Santo Antônio de Pádua
Ano: 2014-2022
Página oficial de Santo Antônio, com o busto impresso em 3D (à esquerda). Matéria veiculada no programa Fantástico (à diretia superior). Artigo revisado por pares e publicado em jorunal da Elsevier (à direita inferior).
A reconstrução facial de Santo Antônio de Pádua foi um projeto idealizado pelo Museu de Antropologia da Universidade de Pádua em parceria com o Centro Studi Antoniani e o grupo de pesquisas Arc-Team da Itália. No Brasil o projeto ainda contou com o apoio do Laboratório de Antropologia e Odontologia Forense (OfLab) da USP, do Centro de Tecnologia da Informação Renato Archer e da artista plástica Mari Bueno.
A apresentação da face se deu no dia 10 de junho de 2014 no Centro Ateneu de Pádua e contou com a presença dos arqueólogos Luca e Alessandro Bezzi (Arc-Team), o Pe.

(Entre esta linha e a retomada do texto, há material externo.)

PR #7184, opened 2026-05-29
feat(core): add per-query memory limits

puzpuzpuz:
Doc PR: https://github.com/questdb/documentation/pull/462

### What this adds

A runaway query, materialized view refresh, or WAL apply batch can today drive the whole server toward OOM. The only existing guard is the global RSS limit, which is process-wide: it kills whichever allocation happens to cross the line, not necessarily the workload responsible.

This PR adds an opt-in memory limit that caps how much native memory a *single* bounded workload may allocate, and throws at the offending allocation site when the cap is crossed -- so a runaway is stopped at its source while unrelated workloads keep running. There are three independent limits, one each for user SQL queries, materialized view refresh, and WAL apply (the latter two reuse the per-query mechanism with their own limits). A runaway in one does not draw against the budget of the others, nor against the global RSS limit.

All three default to `0` (unlimited), so behavior is identical to today's on upgrade. Operators opt in by setting a limit, and can raise, lower, or remove a limit at runtime through a config reload, without restarting the server.

On breach the engine throws a `CairoException` with `isOutOfMemory()` set -- the same type as a global-RSS breach, so existing handlers apply unchanged -- but with a deliberately distinct message so operators can tell the two apart in logs:

```
query memory limit exceeded [workload=QUERY, queryId=..., limit=..., used=..., size=..., memoryTag=...]
```

### How it works

- A new `MemoryTracker` wraps a 16-byte native `{used, limit}` block shared with Rust. A pluggable `MemoryTrackerProvider` hands one out per workload; the OSS provider pools them per workload invocation. The design leaves room for an enterprise provider that shares a tracker per principal without changing call sites.
- The tracker is acquired and released on the existing `QueryRegistry.register`/`unregister` pair (queries), in `MatViewRefreshJob` (refresh), and in `ApplyWal2TableJob` (WAL apply), and is bound on `SqlExecutionContext`. Acquisition is conditional on no outer tracker already being present, so subqueries and the two background workloads' inner SQL inherit the outer tracker rather than acquiring their own.
- New tracker-aware `Unsafe.malloc`/`realloc`/`free` overloads, and a per-query pointer on the Rust `QdbAllocator`, update and check both the existing global RSS counter and the per-query block. A null tracker degrades to today's global-only behavior.
[...]

PR #7362, opened 2026-07-07
test(griffin): speed up recently-added slow tests

puzpuzpuz:
This branch trims runtime from several recently-added test classes without changing what they verify. Each reduction was measured against the actual behavior it depends on (breach threshold, fault-injection extent, or fixture overhead) rather than guessed. No production code is touched.

## 1. Per-query memory limit tests (#7184)

The per-query memory limit tests fed their "fails on large input" cases far more rows than needed to breach the limit, and the OOM sweeps ran well past the last failing ceiling. Both wasted CI time without adding coverage.

- **`JoinMemoryTrackerTest`** — the six `FailsOnLargeInput` joins breach the unchanged 512 KiB limit at 10-15K distinct keys (measured). Inputs cut from `100_000` to `40_000` rows, a ~2.7-4x margin. Standalone: 21.1s -> 7.1s.
- **`AsOfJoinFastOomTest`** — the RSS-ceiling sweep emitted OOMs only up to ~21 KiB of slack, then ran the query to completion for ~5.5K more iterations. Cap the sweep at 24 KiB (from 64 KiB), keeping the 8-byte step across the entire OOM/leak-transition region. 5.6s -> 2.7s.
- **`GroupByVectorizedOomTest`** — same pattern; caps lowered to 80 KiB (from 128 KiB) and 48 KiB (from 96 KiB), just past the last observed OOM (~68 KiB / ~34 KiB). The parquet method ran two parquet drains per iteration, so trimming its tail is the bigger win. 3.35s -> 2.0s.
- **Horizon/window join memory tracker tests** (`ParallelHorizon`, `SyncHorizon`, `SyncWindow`, `ParallelWindow`) — the `array_agg` `FailsOnLargeSet` cases breach the unchanged 8 MiB limit at ~5K master rows (measured). Inputs cut from `200_000`/`2_000_000` to `40_000`/`400_000`, an 8-12x margin, preserving the 10x price density needed for ASOF matches and enough page frames for parallel fan-out.

Tradeoffs: the sweeps no longer exercise the post-recovery tail of all-succeed iterations (the recovery drain after each sweep already covers that), and the breach margins shrink from roughly 10-40x to 3-12x. All thresholds are
deterministic: the tracker counts requested bytes, not OS pages, and the first sweep step always trips (limit == current usage), so the "sweep never tripped" guard cannot silently pass. The parallel `*Horizon`/`*Window` classes see only a small wall-clock gain because they are dominated by per-test `CairoEngine` + `WorkerPool` setup, not table build; the input reduction still lowers their memory and I/O footprint.

The `*MemoryTrackerTest` + `*OomTest` warm-batch total drops from ~50s to 37s.

## 2. FirstLastNotNullParallelMergeTest consolidation (#7224)

This test spent ~11s almost entirely on per-`@Test` fixture overhead: each of its 28 type methods spun up a fresh `CairoEngine` + 4-worker `WorkerPool` and
ran the memory-leak scaffolding. Table size (100K rows) and iteration count (10) were proven irrelevant to runtime — shrinking them to 2K rows / 1 iteration left the total unchanged — so only the method count mattered.

Collapsed the 28 type methods into two (one per aggregate function) that loop over every value type inside a single shared engine and worker pool, so the fixture is paid twice instead of 28 times.

Coverage is unchanged: all 14 value types still run for both `first_not_null` and `last_not_null`, each repeated 10 times over a 100K-row table with the same sharding/small-frame configuration. Verified detection is intact by reverting the 25 pre-#7224 production files: `testLastNotNullAllTypes` then fails on the first type (`last_not_null` was the actual defect; `first_not_null` is a standing regression guard), and passes again once restored.

Runtime drops from ~11.1s to ~5.5s (measured back-to-back under identical conditions). Tradeoff: a per-type failure is reported with a `type=<T> func=<f>` prefix instead of a distinct method name, so per-type reporting is
coarser.

## Test plan

- `mvn -pl core -Dtest='*MemoryTrackerTest,*OomTest' test` passes; warm-batch total drops from ~50s to 37s.
- `mvn -pl core -Dtest=FirstLastNotNullParallelMergeTest test` passes in ~5.5s (was ~11.1s); fails as expected when the pre-#7224 production files are reverted.
- Confirmed every `FailsOnLargeInput` / `FailsOnLargeSet` case still throws `isOutOfMemory()` with "query memory limit exceeded" / "workload=QUERY".
- Confirmed the reduced sweeps still cross the OOM -> success boundary, so the in-loop recovery path is still exercised.

### DIFF
--- a/core/src/test/java/io/questdb/test/griffin/JoinMemoryTrackerTest.java
+++ b/core/src/test/java/io/questdb/test/griffin/JoinMemoryTrackerTest.java
@@ -79,8 +79,8 @@ public class JoinMemoryTrackerTest extends AbstractCairoTest {
         // asof_dense + multi-key routes to AsOfJoinDenseRecordCursorFactory. Its scan maps memorize every
         // distinct join key (no eviction without TOLERANCE), so a high-cardinality join grows them past the limit.
         assertMemoryLeak(() -> {
-            execute("CREATE TABLE m AS (SELECT cast(x AS SYMBOL) k1, cast(x AS SYMBOL) k2, (x * 1_000_000L)::timestamp ts FROM long_sequence(100_000)) TIMESTAMP(ts) PARTITION BY DAY");
-            execute("CREATE TABLE s AS (SELECT cast(x AS SYMBOL) k1, cast(x AS SYMBOL) k2, (x * 1_000_000L)::timestamp ts FROM long_sequence(100_000)) TIMESTAMP(ts) PARTITION BY DAY");
+            execute("CREATE TABLE m AS (SELECT cast(x AS SYMBOL) k1, cast(x AS SYMBOL) k2, (x * 1_000_000L)::timestamp ts FROM long_sequence(40_000)) TIMESTAMP(ts) PARTITION BY DAY");
+            execute("CREATE TABLE s AS (SELECT cast(x AS SYMBOL) k1, cast(x AS SYMBOL) k2, (x * 1_000_000L)::timestamp ts FROM long_sequence(40_000)) TIMESTAMP(ts) PARTITION BY DAY");
             drainWalQueue();
             final String sql = "SELECT /*+ asof_dense(m s) */ m.k1 FROM m ASOF JOIN s ON (m.k1 = s.k1 AND m.k2 = s.k2)";
             assertUsesFactory(sql, AsOfJoinDenseRecordCursorFactory.class);
@@ -136,8 +136,8 @@ public class JoinMemoryTrackerTest extends AbstractCairoTest {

Luciano Bertazzo (Centro Studi), o antropólogo Nicola Carrara (Un. de Pádua) e o 3D designer Cícero Moraes que revelou oficialmente a face.

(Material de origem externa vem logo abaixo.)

PR #723, opened 2022-02-11
Add IgnoreLocalPVCPods parameter

briend:
New PR because I messed up my email address on the previous commits here https://github.com/kubernetes-sigs/descheduler/pull/721

Motivation:

Currently, pods that have PV `local` or PV `hostPath` storage via a PVC will be evicted even if `evictLocalStoragePods` is `false`. There is no way to prevent this except by ignoring _all_ PVC pods with `ignorePvcPods`.  This PR adds a new option to ignore Pods that have  PVC with a Persistent Volume of type `local` or `hostPath`: https://kubernetes.io/docs/concepts/storage/persistent-volumes/#types-of-persistent-volumes.  

`ignoreLocalPvcPods`: `true` is probably a better safe default as it will only ignore additional pods, but this is a behavior change.  Previously, those pods would be restarted on the same node they were on before (due to the PVC binding), which for many eviction strategies is not productive.

related: https://github.com/kubernetes-sigs/descheduler/issues/633

I have a passing unit-test for `PodLifeTime` strategy, and tested in a real k8s cluster to ignore an Elasticsearch StatefulSet using local PVCs (with `local` PVs). 

-----

An issue appears randomly when the eviction run is finished, seems like a race condition closing the channel twice. It seems to be more of a nuisance than an error, but obviously shouldn't happen.
```
I0209 22:46:11.691166       1 descheduler.go:325] "Number of evicted pods" totalEvicted=0
I0209 22:46:11.691346       1 reflector.go:225] Stopping reflector *v1.Namespace (0s) from k8s.io/client-go/informers/factory.go:134
panic: close of closed channel
```


damemi:
/ok-to-test
@briend could you please squash your commits down to the fewest logical steps? It also looks like you inadvertently pulled in an extra commit (https://github.com/kubernetes-sigs/descheduler/pull/723/commits/2910f63e5cb692937f5c5ec95af0a4d324808bf4)

charts/descheduler/templates/clusterrole.yaml
```diff
@@ -24,6 +24,12 @@ rules:
 - apiGroups: ["scheduling.k8s.io"]
   resources: ["priorityclasses"]
   verbs: ["get", "watch", "list"]
+- apiGroups: [""]
+  resources: ["persistentvolumeclaims"]
+  verbs: ["get", "watch", "list", "delete"]
+- apiGroups: [""]
+  resources: ["persistentvolumes"]
+  verbs: ["get", "watch", "list"]
```
a7i, line 32: Should these be guarded by the policy's condition?

```suggestion
{{- if not (default true | deschedulerPolicy.IgnoreLocalPVCPods) }}
- apiGroups: [""]
  resources: ["persistentvolumeclaims"]
  verbs: ["get", "watch", "list", "delete"]
- apiGroups: [""]
  resources: ["persistentvolumes"]
  verbs: ["get", "watch", "list"]
{{ end }}
```

pkg/descheduler/descheduler.go
```diff
@@ -138,7 +140,29 @@ func cachedClient(
 
 	for _, item := range namespaces {
 		if _, err := fakeClient.CoreV1().Namespaces().Create(context.TODO(), item, metav1.CreateOptions{}); err != nil {
-			return nil, fmt.Errorf("unable to copy node: %v", err)
+			return nil, fmt.Errorf("unable to copy namespace: %v", err)
+		}
+	}
+
+	persistentVolumes, err := pvInformer.Lister().List(labels.Everything())
```
a7i, line 147: Can these also be guarded by conditions for when it's actually needed?

pkg/utils/pvc.go
```diff
@@ -0,0 +1,54 @@
...
+		if err != nil {
+			return nil, err
+		}
+		return pvc, nil
+	}
+	return nil, nil
+}
+
+// GetPV returns a PersistentVolume matching provided name string
+func GetPV(ctx context.Context, client clientset.Interface, name string) (pv *v1.PersistentVolume, err error) {
```
a7i, line 45: maybe name the file volumes to allow for PV and PVC utils?

briend: Agree, it's a bit inaccurate to name it just pvc.

charts/descheduler/templates/clusterrole.yaml
briend: Good idea, if `ignoreLocalPvcPods` is `true` then there is no reason to have `delete` ability for PVCs

pkg/descheduler/descheduler.go
briend: I've only added one parameter, `ignoreLocalPvcPods`, and in either case (true for false) it needs to be able check the PVC and the PV to determine if it is indeed a "local" (or hostPath) type PV.  We could break it up into two config options, one for checking and one for deleting, but that might get (more) confusing?

JaneLiuL (commented):
there have duplicate `if isPodWithLocalPVC`

pkg/descheduler/evictions/evictions.go
```diff
@@ -137,7 +140,48 @@ func (pe *PodEvictor) EvictPod(ctx context.Context, pod *v1.Pod, node *v1.Node,
...
+		if err != nil {
+			klog.InfoS("Error checking for Local PVC for pod", "pod", klog.KObj(pod), "error", err)
+			return false, err
+		}
+		if isPodWithLocalPVC {
+			klog.V(1).InfoS("Pod HAS Local PVC Storage")
+		} else {
+			klog.V(1).InfoS("Pod does NOT have Local PVC Storage")
+		}
+		if isPodWithLocalPVC {
```
JaneLiuL, line 166: there are two `if isPodWithLocalPVC` and duplicate with line 161.

pkg/descheduler/evictions/evictions.go
```diff
@@ -137,7 +140,48 @@ func (pe *PodEvictor) EvictPod(ctx context.Context, pod *v1.Pod, node *v1.Node,
...
+			// dry run first to see if we should delete the PVC
+			klog.V(1).InfoS("Pod has Local PVC, performing dryrun eviction")
+			dryRunErr := evictPod(ctx, pe.client, pod, pe.policyGroupVersion, true)
```
JaneLiuL, line 169: don't need a new variable, just use ` evictPod(ctx, pe.client, pod, pe.policyGroupVersion, true)` is enough

pkg/descheduler/evictions/evictions.go
briend: I removed the redundant conditional in there

pkg/descheduler/evictions/evictions.go
briend: Thanks, I simplified it a bit

pkg/descheduler/evictions/evictions.go
```diff
@@ -76,6 +77,7 @@ func NewPodEvictor(
 	ignorePvcPods bool,
 	evictFailedBarePods bool,
 	metricsEnabled bool,
+	ignoreLocalPvcPods bool,
```
ingvagabund, line 80: Would you mind moving the `ignoreLocalPvcPods` next to `ignorePvcPods`?

pkg/descheduler/evictions/evictions.go
```diff
@@ -137,7 +140,48 @@ func (pe *PodEvictor) EvictPod(ctx context.Context, pod *v1.Pod, node *v1.Node,
 		return false, fmt.Errorf("Maximum number %v of evicted pods per %q namespace reached", *pe.maxPodsToEvictPerNamespace, pod.Namespace)
 	}
 
-	err := evictPod(ctx, pe.client, pod, pe.policyGroupVersion)
+	if pe.ignoreLocalPvcPods {
+		klog.V(1).InfoS("checking if pod has Local PVC Storage")
+		isPodWithLocalPVC, _ := utils.IsPodWithLocalPVC(ctx, pe.client, pod)
+		if isPodWithLocalPVC {
+			return false, fmt.Errorf("This pod %q/%q has Local PVC Storage and ignoreLocalPvcPods is set to true", pod.Namespace, pod.Name)
```
ingvagabund, line 147: s/This pod/Pod

pkg/descheduler/evictions/evictions.go
ingvagabund: There can be other factors in play such as PDB violation. Running `evictPod` in the dry mode will only check the client side constraints.

ingvagabund (commented):
Has "removing the PVCs before evicting pods" approach been discussed with the SIG-storage community? I do not have the right knowledge here to conclude if this approach is valid. The PVC controller might try to recreate the resource. Or, there might be other resources that need to be deleted alongside. Also, there's no guarantee a pod gets evicted right after its underlying PVC(s) get deleted. Unfortunately, deleting a pod with PVC(s) is not an atomic operation.

pkg/descheduler/evictions/evictions.go
briend: Pod Disruption Budget was the primary thing I was testing against (and relying upon), and seemed to work fine with the dryrun eviction. I will double check.  I know the dryrun option doesn't work at all with the Fake client, which is unfortunate, but it would be really surprising if dryrun wasn't accurate against a real k8s api.

briend:
> Has "removing the PVCs before evicting pods" approach been discussed with the SIG-storage community? I do not have the right knowledge here to conclude if this approach is valid. The PVC controller might try to recreate the resource. Or, there might be other resources that need to be deleted alongside. Also, there's no guarantee a pod gets evicted right after its underlying PVC(s) get deleted. Unfortunately, deleting a pod with PVC(s) is not an atomic operation.

I don't know if this is the right approach either, but at the very least this technique could be used to avoid needlessly evicting these types of pods (since they would simply get rescheduled back on the same node).  I'll try to find any discussions relevant to this over here https://github.com/kubernetes/community/tree/master/sig-storage and link to them here

pkg/descheduler/evictions/evictions.go
briend: Sure, wasn't sure what the best practice was there

pkg/descheduler/evictions/evictions.go
briend: Deleting the PVC definitely seems like a sketchy idea, even if it appears to work. I've updated this PR to only _ignore_ these pods instead of evicting them.

briend:
I mentioned this in a thread, but this PR only ignores pods with local PVCs, instead of trying to delete anything. 
/retest

JaneLiuL:
hello,  Thank you for the improvements. Would you mind squashing the commits into a single commit?

pkg/utils/pod.go
```diff
@@ -136,6 +138,50 @@ func IsPodWithPVC(pod *v1.Pod) bool {
 	return false
 }
 
+// DeleteLocalPVCSForPod will loop through a pods Volumes and delete any PVCs that are of Local type
+// These PVCs will likely be in Terminating state until the pod is evicted.
+func DeleteLocalPVCsForPod(ctx context.Context, client kubernetes.Interface, pod *v1.Pod) (err error) {
```
ingvagabund, line 143: Is this function still needed?

pkg/utils/volume.go
```diff
@@ -0,0 +1,54 @@
...
+		klog.ErrorS(err, "Failed to get PV for PVC")
+		return false, err
+	}
+	return false, nil
+}
+
+// GetPVC returns a PersistentVolumeClaim matching provided name string in namespace
+func GetPVC(ctx context.Context, client clientset.Interface, name string, namespace string) (pv *v1.PersistentVolumeClaim, err error) {
+	if name != "" {
+		pvc, err := client.CoreV1().PersistentVolumeClaims(namespace).Get(ctx, name, metav1.GetOptions{})
```
ingvagabund, line 35: This performs a direct request to the server. Getting it invoked for every pod to be evicted will create a lot of traffic between the descheduler and the apiserver. Better to use informers here.

pkg/utils/volume.go
```diff
@@ -0,0 +1,54 @@
...
+		}
+		return pvc, nil
+	}
+	return nil, nil
+}
+
+// GetPV returns a PersistentVolume matching provided name string
+func GetPV(ctx context.Context, client clientset.Interface, name string) (pv *v1.PersistentVolume, err error) {
+	if name != "" {
+		pv, err := client.CoreV1().PersistentVolumes().Get(ctx, name, metav1.GetOptions{})
```
ingvagabund, line 47: This performs a direct request to the server. Getting it invoked for every pod to be evicted will create a lot of traffic between the descheduler and the apiserver. Better to use informers here.

briend:
Closing as our original use case for this is too dangerous to implement (deleting PVCs automatically) 
https://github.com/kubernetes-sigs/descheduler/issues/633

O trabalho ficou nacionalmente conhecido graças à uma matéria veiculada no programa Fantástico, da Rede Globo, em junho de 2014. Também foi assunto no site do Ministério da Ciência, Tecnologia e Inovação. Houve significativa veiculação na mídia italiana e em matérias somando 19 idiomas diferentes. O trabalho foi incorporado ao site oficial de Santo Antônio, com uma seção onde o trabalho de reconstrução facial é abordado.
Em 2022 outra aproximação facial foi efetuada e apresentada em um artigo revisado por pares no journal Digital Applications in Archaeology and Cultural Heritage (DAACH), com o título The 3D digital facial approximation of Saint Anthony of Padua. Tratou-se portanto de uma atualização da técnica, depois de 8 anos de evolução. O trabalho, além do journal, se converteu em um viral internacional, veiculado em, curiosamente 19 idiomas, o mesmo do projeto anterior. A matéria base, que serviu como release para as demais foi publivada no site Live Science, sob o título Saint Anthony of Padua revealed in stunning facial approximation e a partir de lá distribuiu-se para o mundo todo.
Faces da Evolução
Ano: 2013
Reconstrução facial do Turkana Boy, apresentado na mostra.
Local: Museu Egípcio e Rosacruz, Curitiba-PR, Brasil.
Período: De 18 de maio a 30 de julho de 2013.
A mostra foi noticiada no Blendernation, o site de notícias do software Blender 3D. Uma das aproximações faciais efetuadas naquela oportunidade se converteu em uma das imagens mais difundidas de um Australopithecus afarensis em cetenas de notícias publicadas em sites de notícias ou voltados à divugação científica a saber: SciNews, Daily Mail, University College London (UCL), National Geographic e Supersinteressante.
Projeto Taung Child
Ano: 2012
Captura de tela de uma notícia em 2025 com a face de de 2012.
O projeto Taung foi uma colaboração entre a empresa italiana de arqueologia Arc-Team, a associação antropológica Antrocom, o Museu de Antropologia da Universidade de Pádua e o designer Cicero Moraes. A iniciativa envolveu a reconstrução facial de um Australopithecus africanus, conhecido como Taung Child. O processo incluiu a digitalização 3D a partir de fotografias, seguida pela reconstrução facial forense, realizada integralmente com softwares livres, gratuitos e de código aberto.
O projeto foi destaque na VI Conferência Nacional de Blender 3D, em 2012; servindo como base técnica e acadêmica para a fomentação das mostras Faces da Evolução (2013) e FACCE (2015). A imagem resultante, compartilhada sob licença livre, ilustrou um significativo grupo de matérias científicas e didáticas como nos sites: IFLScience, Guia do Estudante (Editora Abril) e National Geographic España.
Uma publicação de 2016, revisada por pares abordou o projeto e sua história.